▶ [Material provided]:

PR #233, opened 2020-05-13
PoC(ts.data.json): Add decoder to request custom hook

Thebarda:
This PR integrates JSON API decoder to request custom hook.
It also logs errors from API request and decoding using [ulog](https://github.com/Download/ulog)

This PR is related with https://github.com/centreon/centreon-autodiscovery/pull/258

### DIFF
--- a/src/api/index.ts
+++ b/src/api/index.ts
@@ -3,4 +3,31 @@ import axios from 'axios';
 const getData = <TData>(cancelToken) => (endpoint): Promise<TData> =>
   axios.get(endpoint, { cancelToken }).then(({ data }) => data);
 
-export { getData };
+const postData = <TData>(cancelToken) => ({
+  endpoint,
+  datas,
+}): Promise<TData> =>
+  axios
+    .post(endpoint, datas, {
+      headers: { 'Content-Type': 'application/x-www-form-urlencoded' },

▶ [What is being asked]: Whenever the word "const" turns up in a line of the listing above, copy the line.

▶ [Exercise response]:
 const getData = <TData>(cancelToken) => (endpoint): Promise<TData> =>
+const postData = <TData>(cancelToken) => ({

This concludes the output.